Is This New Theorem Related to Stokes' Theorem?

[rbwang1225]

I met a proof problem that is as follows.
$\bf a = ∫_S d \bf a$, where S is the surface and $\bf a$is the vector area of it.
Please proof that $\bf a = \frac{1}2\oint \! \bf r \times d\bf l$, where integration is around the boundary line.

Any help would be very appreciated!

 

[GarageDweller]

Strokes theorem?

hmmm

Well say you perform a surface integral, if the vector field in question is the normal vector of the surface, then the only thing left in the integrand is dA (scalar).

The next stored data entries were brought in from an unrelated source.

PR #699, opened 2023-07-14
[JTC] Reject messages with effort fields

### LINKED ISSUE #688: [JTC] Segmentation fault with action tests

christophfroehlich:
- Trajectory class does not interpolate effort fields
- But [JointTrajectoryPoint message ](https://github.com/ros2/common_interfaces/blob/f4eac72f0bbd70f7955a5f709d4a6705eb6ca7e8/trajectory_msgs/msg/JointTrajectoryPoint.msg#L20-L23)has an effort field.

We decided in the last WG meeting to reject incoming trajectory messages having effort entries for now. If someone needs this, we have to discuss how to interpolate effort.

Together with 0f8402423edc63410ee94723610568686f006be2 this closes #688

### DIFF
--- a/joint_trajectory_controller/src/joint_trajectory_controller.cpp
+++ b/joint_trajectory_controller/src/joint_trajectory_controller.cpp
@@ -289,14 +289,7 @@ controller_interface::return_type JointTrajectoryController::update(
         }
         if (has_effort_command_interface_)
         {
-          if (use_closed_loop_pid_adapter_)
-          {
-            assign_interface_from_point(joint_command_interface_[3], tmp_command_);
-          }
-          else
-          {
-            assign_interface_from_point(joint_command_interface_[3], state_desired_.effort);
-          }
+          assign_interface_from_point(joint_command_interface_[3], tmp_command_);
         }
 
         // store the previous command. Used in open-loop control mode
@@ -1267,8 +1260,9 @@ bool JointTrajectoryController::validate_trajectory_point_field(
   if (joint_names_size != vector_field.size())
   {
     RCLCPP_ERROR(
-      get_node()->get_logger(), "Mismatch between joint_names (%zu) and %s (%zu) at point #%zu.",
-      joint_names_size, string_for_vector_field.c_str(), vector_field.size(), i);
+      get_node()->get_logger(),
+      "Mismatch between joint_names size (%zu) and %s (%zu) at point #%zu.", joint_names_size,
+      string_for_vector_field.c_str(), vector_field.size(), i);
     return false;
   }
   return true;
@@ -1384,9 +1378,15 @@ bool JointTrajectoryController::validate_trajectory_msg(
       !validate_trajectory_point_field(joint_count, points[i].positions, "positions", i, false) ||
       !validate_trajectory_point_field(joint_count, points[i].velocities, "velocities", i, true) ||
       !validate_trajectory_point_field(
-        joint_count, points[i].accelerations, "accelerations", i, true) ||
-      !validate_trajectory_point_field(joint_count, points[i].effort, "effort", i, true))
+        joint_count, points[i].accelerations, "accelerations", i, true))
     {
+      return false;
+    }
+    // reject effort entries
+    if (points[i].effort.size() > 0)
+    {
+      RCLCPP_ERROR(
+        get_node()->get_logger(), "Trajectories with effort fields are currently not supported.");
       return false;
     }
   }
--- a/joint_trajectory_controller/test/test_trajectory_controller.cpp
+++ b/joint_trajectory_controller/test/test_trajectory_controller.cpp
@@ -1050,10 +1050,9 @@ TEST_P(TrajectoryControllerTestParameterized, invalid_message)
   traj_msg.points[0].accelerations = {1.0, 2.0};
   EXPECT_FALSE(traj_controller_->validate_trajectory_msg(traj_msg));
 
-  // Incompatible data sizes, too few efforts
+  // Effort is not supported in trajectory message
   traj_msg = good_traj_msg;
-  traj_msg.points[0].positions.clear();
-  traj_msg.points[0].effort = {1.0, 2.0};
+  traj_msg.points[0].effort = {1.0, 2.0, 3.0};
   EXPECT_FALSE(traj_controller_->validate_trajectory_msg(traj_msg));
 
   // Non-strictly increasing waypoint times


gavanderhoorn:
What sort of error / result code would clients see?

A single `error` line in the controller's terminal is probably not sufficient to prevent surprises / confused users.

christophfroehlich:
> What sort of error / result code would clients see?
> 
> A single `error` line in the controller's terminal is probably not sufficient to prevent surprises / confused users.

The message will be rejected, which means that nothing moves and the user will have a look in the command prompt.
Using the topic interface, there is no chance for returning error codes. Using action interface, `rclcpp_action::GoalResponse::REJECT` is the result for the action client.

What else do you suggest?

joint_trajectory_controller/src/joint_trajectory_controller.cpp
```diff
@@ -1384,11 +1378,17 @@ bool JointTrajectoryController::validate_trajectory_msg(
...
       !validate_trajectory_point_field(joint_count, points[i].velocities, "velocities", i, true) ||
       !validate_trajectory_point_field(
-        joint_count, points[i].accelerations, "accelerations", i, true) ||
-      !validate_trajectory_point_field(joint_count, points[i].effort, "effort", i, true))
+        joint_count, points[i].accelerations, "accelerations", i, true))
     {
       return false;
     }
+    // reject effort entries
+    if (points[i].effort.size() > 0)
```
aprotyas, line 1386: Optional nit, I feel it reads better this way

```suggestion
    if (!points[i].effort.empty())
```

aprotyas (approved):

gavanderhoorn:
> The message will be rejected, which means that nothing moves and the user will have a look in the command prompt.

I guess I would phrase this as:

> The message will be rejected, which means that nothing moves and the user will **have to** look in the command prompt.

that's what I meant when I wrote:

> A single error line in the controller's terminal is probably not sufficient to prevent surprises / confused users.

I've been such a confused user in the past, hence my comment.

> Using action interface, `rclcpp_action::GoalResponse::REJECT` is the result for the action client.

Last time I checked, there was no support for setting the [error_code](https://github.com/ros-controls/control_msgs/blob/c9ce53dfb5e87b3dfd60bdd85b4826b67989ced4/control_msgs/action/FollowJointTrajectory.action#L33) or the [error_string](https://github.com/ros-controls/control_msgs/blob/c9ce53dfb5e87b3dfd60bdd85b4826b67989ced4/control_msgs/action/FollowJointTrajectory.action#L49) as part of the rejection, as you could in ROS 1 (https://github.com/ros2/rclc/issues/271).

That complicates things, but a work-around I've seen is to accept the goal, then 'abort' by never processing it and immediately sending the final result, in which you set the `error_code` and `error_string` to a meaningful value.

Clearly a work-around, and I still consider the limitation discussed in the linked issue a serious design flaw, but it seems without some work, the best you can do.

The advantage of doing something like this is that clients would have machine readable information about what happened to their goal.

"the human needs to look at the command line" is not a viable error handling / recovery strategy in many cases, so should be avoided as much as possible. The `error_code` field could be used by clients to implement automated recovery, or at the very least promote the error returned by the JTC in a way easily visible to users (using some form of UI, or perhaps still an `ERROR` in a log somewhere, but at least not hidden in the rest of the output).

christophfroehlich:
The check introduced with this PR just follows the way the trajectory message gets rejected with any other errors. So I suggest discussing your point in a separate issue, because we then would have to change the overall behavior of the `validate_trajectory_msg` method, which is not linked to the particular issue with the effort fields.

destogl (approved):
Thanks! Especially like negative sum of changes!!!

bmagyar (approved):
Thanks!

bmagyar:
Thanks @gavanderhoorn for the insightful comments, it's worth tracking that on a separate issue.

PR #468, opened 2017-09-08
remove unused vestiges of the local mysql era

escattone:


escattone:
I'm going to just merge this without review, since it's simply removing unused cruft.

Issue #409, opened 2017-08-11
maintenance mode release plan


metadave:
I'm starting a list of things to take care of during the maintenance deploy:

- ensure cluster is appropriately scaled
  - ensure autoscaler max is set higher than the default (the default for the portland cluster will be very low, as it was created with 2 nodes initially).
- ensure static files from `/data` are synced over to the appropriate locations.
- disable Kuma web services
  - what's the preferred method here? via DNS?
  - do we redirect traffic to a maintenance page? 
- wait for redis/memcache queues to drain
  - what tool can we use to monitor this?
- ~backup production MySQL database~ -> we're using the anonymized db
- ~restore production database in AWS deployment~
- ensure [mdn.mozillademos.org DNS](https://github.com/mozmeao/infra/issues/214) is correct.
- change developer.mozilla.org DNS to point at AWS deployment

DNS change info: https://github.com/mozmeao/infra/issues/396

jwhitlock:
The database needs to be in place at the start of maintenance mode.  We'll need to backup the MySQL database, anonymize or encrypt it, get it to AWS, and load it.  We'll then do the DNS switch to send traffic to AWS instead of SCL3.

I think SCL3 will just not have any traffic in MM, with all the traffic going to AWS via a DNS switch.  I was thinking it would work the same way in AWS, with the "live cluster" not getting traffic, and the "mm cluster" getting the traffic, via DNS.  This allows us to do the maintenance on the live cluster, run tests using private DNS names, etc., before switching the DNS back.

Maintenance mode, in general, will have yesterday's data. Once we're in AWS, we can tighten this up with last-hour's snapshot for planned maintenance, but 24-hour-old data is better that our current "we're working on it" splash page.

It is not OK to ever have a de-anonymized production database in a publicly accessible location. We currently restrict the anonymized database to select staff and NDA-ed contributors.  I'd like to ensure we do the same with the AWS transition, by encrypting the database dump in flight and at rest, and ensuring narrow permissions on S3 buckets holding it.

metadave:
See https://github.com/mozmeao/infra/issues/401 for DB backup scripting.

jwhitlock:
I think this belongs in the A3 milestone, when we start sending production traffic to AWS in maintenance mode.

jwhitlock:
Since this was opened, we decided to do a mixed maintenance mode test:

* SCL3 will run in maintenance mode
* AWS production will run in maintenance mode on a recent production backup
[...]

PR #469, opened 2017-09-09
Start checklist for checking maintainance mode

jwhitlock:
Related to issue #409, start on a checklist for manual verification of maintenance mode in AWS.  I think a related checklist is needed for provisioning MM, which has been started in that issue, and may be useful after the prototype.

### DIFF
--- a/apps/mdn/mdn-aws/docs/mdn_maintenance_mode_checklist.md
+++ b/apps/mdn/mdn-aws/docs/mdn_maintenance_mode_checklist.md
@@ -1,0 +1,84 @@
+Here's some things to check when MDN is in maintenance mode.
+
+Note: Replace https://mdn-mm.moz.works with the base URL you are testing
+
+Base URL: https://mdn-mm.moz.works
+
+# Preparing for Maintenance Mode
+
+If you want a public-facing site, you'll need to generate
+content before putting the site in Maintenance Mode. The
+full steps are in *todo*, but here's the quick version:
+
+* [ ] Load a recent (anonymized) backup
+* [ ] Enable GitHub auth (see [Enable GitHub Auth](https://kuma.readthedocs.io/en/latest/installation.html#enable-github-auth-optional))
+* [ ] Render unrendered pages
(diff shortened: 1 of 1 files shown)


metadave:
@jwhitlock can you move these to a (new) `apps/mdn/mdn-aws/docs` directory?

jwhitlock:
I've moved the checklist to ``apps/mdn/mdn-aws/docs/mdn_maintenance_mode_checklist.md``, and went ahead with the current URL https://mdn-mm.moz.works in the docs.

I'm not sure how many manual steps are needed to get a deployment into maintenance mode - that may deserve it's own documentation.

My next step is to flesh out the manual testing section, by surveying the endpoints in the Kuma code.

apps/mdn/mdn-aws/docs/mdn_maintenance_mode_checklist.md
```diff
@@ -0,0 +1,134 @@
...
+* Interactive Examples: https://interactive-examples.mdn.moz.works
+
+# Preparing for Maintenance Mode
+
+If you want a public-facing site, you'll need to generate
+content before putting the site in Maintenance Mode. The
+full steps are in *todo*, but here's the quick version:
+
+* [ ] Load a recent (anonymized) backup
+* [ ] Enable GitHub auth (see [Enable GitHub Auth](https://kuma.readthedocs.io/en/latest/installation.html#enable-github-auth-optional))
```
safwanrahman: In maintenance mode, user cant log in. So Github auth is required?

jwhitlock: I think you need to be logged in and use the Django admin to generate the search index, so you'll need to do some things before switching to MM.

safwanrahman: In the anonymized databse, the email is anonymized also. So if any admin tries to log in with github, he will be unable to do.
Moreover, I think admin should able to login with username password in the `/admin` url!

PR #471, opened 2017-09-11
provision prod resources, enable multi-AZ RDS for MDN

metadave:
I'm waiting for a anon DB import to complete, and I'll re-provision stage once that's complete.


metadave:
I'm going to merge this as-is in order to iterate on some new changes.

PR #472, opened 2017-09-11
Added MDN Architecture Wireframes

bensternthal:


bensternthal:
Merging since this is just wireframes.

Issue #477, opened 2017-09-12
Add env overrides for SCL3 production settings (bug 1308630)


jwhitlock:
Add environment overrides for required settings in ``settings_local.py`` in SCL3, so that they can be set in AWS as well.

The SCL3 security sensitive settings are contained in a ``settings_local.py`` file that is the default Django settings file in production.  It loads settings (``from settings import *``), and then overrides and adds additional settings for production.

The files can be accessed from the ``developeradm`` admin node at:

* Production - ``/data/developer/src/developer.mozilla.org/kuma/settings_local.py``
* Staging - ``/data/developer-stage/src/developer.allizom.org/kuma/settings_local.py``

Due to the sensitive nature of these settings, I'll have to be vague about the values.

This environment override needs to be fixed:

* [x] ``ADMINS`` ([docs](https://docs.djangoproject.com/en/1.11/ref/settings/#std:setting-ADMINS)) - a list of (name, email) pairs for administration emails. It is set to ``[('MDN devs', 'mdn-dev@mozilla.com')]`` in stage and prod.  The default override sets it to a list, which I believe will break if an email is sent. For [browsercompat](https://github.com/mdn/browsercompat/blob/e283cda792293c8d91f137d4ab2ae9856b024e07/wpcsite/settings.py#L191-L193), I split these into ``ADMIN_NAMES`` and ``ADMIN_EMAILS`` and joined them in ``settings.py``.

These environment overrides need to be added, and are OK in a non-secret file:

* [x] ``CELERYD_MAX_TASKS_PER_CHILD`` ([celery docs](http://docs.celeryproject.org/en/latest/userguide/configuration.html#worker-max-tasks-per-child) and [New Relic docs](https://docs.newrelic.com/docs/agents/python-agent/back-end-services/python-agent-celery#troubleshooting)). This setting causes the ``celeryd`` child process to terminate after running a certain number of tasks. This is set to 3000 in stage and 100 in production, and the default is ``None`` for unlimited. This was a common setting to deal with memory leaks in ``celeryd`` back in 2013 or so. I'd like to try leaving at the default of unlimited, but we may need to set it based on testing.
* [x] ``DEFAULT_AVATAR`` - ``STATIC_URL + 'img/avatar.png'`` in dev, `` MEDIA_URL + 'img/avatar.png'`` in production. Maybe. This is the external URL sent to the gravatar server.
[...]

PR #480, opened 2017-09-14
add new env overrides per infra issue 477

escattone:
This PR adds some new environment variables per https://github.com/mozmeao/infra/issues/477. It depends on https://github.com/mozmeao/mdn-k8s-private/pull/14 and a Docker image for Kuma created after merging https://github.com/mozilla/kuma/pull/4426.


metadave:
@escattone should the email addresses be secrets instead (so they don't get spammed?). If they're already public, that's fine too. Feel free to merge!

jwhitlock:
@escattone and I talked about this, and neither of us have a strong opinion on email secrecy.  The ``@developer.mozilla.org`` emails are "fake" emails, and don't receive email.  This may effect delivery, and we may need to change that at some point.  The ``ADMINS`` email is real, and is already in the kuma source. 🤷‍♂️

If spam or other considerations are a concern in the future, then we will probably want the new values to be secret. So, if it is not much trouble, let's make the emails a secret setting now, but keep the known values and defaults.

escattone:
Thanks @metadave and @jwhitlock! I'll update this PR based on https://github.com/mozmeao/mdn-k8s-private/pull/17.

metadave:
🍰

PR #494, opened 2017-09-15
use single env EMAIL_URL specified from email-url secret

escattone:
The email settings were not working, and I discovered that Kuma was already coded (in `kuma/settings/common.py`) to consume the `EMAIL_URL` env override (parsed using the `dj-email-url` Python package) rather than the separate `EMAIL_HOST`, `EMAIL_HOST_USER`, and `EMAIL_HOST_PASSWORD` env overrides This PR depends on https://github.com/mozmeao/mdn-k8s-private/pull/18 which creates the `email-url` secret.


escattone:
This change has been deployed to staging and verified.

PR #496, opened 2017-09-16
initial commands to handle rolling updates for kuma & kumascript

escattone:
This PR adds the commands `make k8s-kuma-rollout` and `make k8s-kumascript-rollout` for performing rolling updates (see https://kubernetes.io/docs/concepts/workloads/controllers/deployment/#updating-a-deployment) when the Kuma and/or Kumascript Docker images are updated.

### DIFF
--- a/apps/mdn/mdn-aws/k8s/Makefile
+++ b/apps/mdn/mdn-aws/k8s/Makefile
@@ -182,6 +182,28 @@ k8s-deployments: k8s-web k8s-api k8s-kumascript k8s-celery
 k8s-delete-deployments: k8s-delete-web k8s-delete-api \
  						k8s-delete-kumascript k8s-delete-celery
 
+k8s-kuma-rollout:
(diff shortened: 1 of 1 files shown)


escattone:
Examples of current usage:
```
export KUMA_IMAGE_TAG=dcce68f
make k8s-kuma-rollout

export KUMASCRIPT_IMAGE_TAG=d279191
make k8s-kumascript-rollout
```

metadave:
does the infra repo need to be checked out on the Jenkins server to push updates to k8s?

escattone:
@metadave Yes, I was thinking that we would check out the infra repo on the Jenkins server, but I suppose we could instead put these rollout commands into the Kuma and Kumascript `Makefiles`? Maybe that makes more sense?

metadave:
@escattone my 2 cents: let's keep it simple for now, we can leave scripts in this repo and move them if needed after the migration.

PR #499, opened 2017-09-18
use newer certs that include {prod,stage}.mdn.moz.works

metadave:


metadave:
note: the stage ELB is currently configured to use the cert for `mdn-mm.moz.works`

PR #504, opened 2017-09-19
Update snippets-prod autoscale.

glogiotatidis:


apps/snippets/scale.sh
```diff
@@ -5,6 +5,6 @@ check_meao_env
 
 deis limits:set web=300M/600M -a snippets-prod
 deis limits:set web=250m/1000m --cpu -a snippets-prod
-deis autoscale:set web --min=5 --max=15 --cpu-percent=80 -a snippets-prod
+deis autoscale:set web --min=15 --max=30 --cpu-percent=80 -a snippets-prod
 
-deis scale clock=1 -a snippets-prod
+echo "Run `deis scale clock=1 -a snippets-prod` on the cluster with db write rights"
```
glogiotatidis: Not sure if that's the best way to add this. Happy to implement different if you have better ideas

glogiotatidis: Actually `clock` should be run where `snippets-admin` runs. Should I create a new app under `apps/snippets-admin`?

This app will share resources (s3, redis, etc) with `apps/snippets` though

jgmize: it might make more sense to put it under apps/snippets/admin

metadave: @glogiotatidis do you prefer to create a new dir or keep the clock stuff in `apps/snippets`? My vote is whatever makes it easier and more apparent which commands need to be run. Thanks!

apps/snippets/scale.sh
```diff
@@ -5,6 +5,4 @@ check_meao_env
 
 deis limits:set web=300M/600M -a snippets-prod
 deis limits:set web=250m/1000m --cpu -a snippets-prod
-deis autoscale:set web --min=5 --max=15 --cpu-percent=80 -a snippets-prod
-
-deis scale clock=1 -a snippets-prod
+deis autoscale:set web --min=10 --max=30 --cpu-percent=80 -a snippets-prod
```
glogiotatidis: Changed this to `min=10` from `min=15` which reflects what's on the servers now after recent optimization changes.

apps/snippets/scale.sh
glogiotatidis: Add an `admin` directory with `setup.sh` and `scale.sh`

PR #505, opened 2017-09-19
add chown of /mdn/www dir for sitemaps

escattone:


escattone:
@metadave I don't think so, although it probably wouldn't hurt to change the ownership of the other subdirs (diagrams, samples, presentations). For now, let's try to get by without.

PR #512, opened 2017-09-20
adjust prod settings & use kuma image with robots fix

escattone:
This PR simply adjusts the prod settings, and sets the Kuma image to the one that contains https://github.com/mozilla/kuma/pull/4438.


metadave:
👍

So I guess using strokes theorem, you have to find a vector field who's curl is the normal vector of the surface.

 

[DonAntonio]

Strokes theorem?

hmmm

Well say you perform a surface integral, if the vector field in question is the normal vector of the surface, then the only thing left in the integrand is dA (scalar).

So I guess using strokes theorem, you have to find a vector field who's curl is the normal vector of the surface.

Strokes Theorem is what we get sometimes from our loved ones. Stokes Theorem is, perhaps, what you mean.

DonAntonio

 

[GarageDweller]

Oops

 

[chiro]

Strokes Theorem is what we get sometimes from our loved ones. Stokes Theorem is, perhaps, what you mean.

DonAntonio

What's this new theorem and who proved it lover boy?